» **WHAT TO DO**: Whatever follows the line containing "Set version=3 for RoadRunner's reload" in the listing below should be printed exactly, along with that line itself.

» **GIVEN INFORMATION**:
PR #1008, opened 2025-03-08
Set version=3 for RoadRunner's reload

apih:
Since RoadRunner v2024.3.0 and above, running `octane:reload` command will result in an error, where the error message is `Cannot reload RoadRunner: rr configuration file should contain a version e.g: version: 3`. Setting the version when calling RoadRunner binary in `src/RoadRunner/ServerProcessInspector.php` file seems to fix it.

» **REPLY**:
Set version=3 for RoadRunner's reload

apih:
Since RoadRunner v2024.3.0 and above, running `octane:reload` command will result in an error, where the error message is `Cannot reload RoadRunner: rr configuration file should contain a version e.g: version: 3`. Setting the version when calling RoadRunner binary in `src/RoadRunner/ServerProcessInspector.php` file seems to fix it.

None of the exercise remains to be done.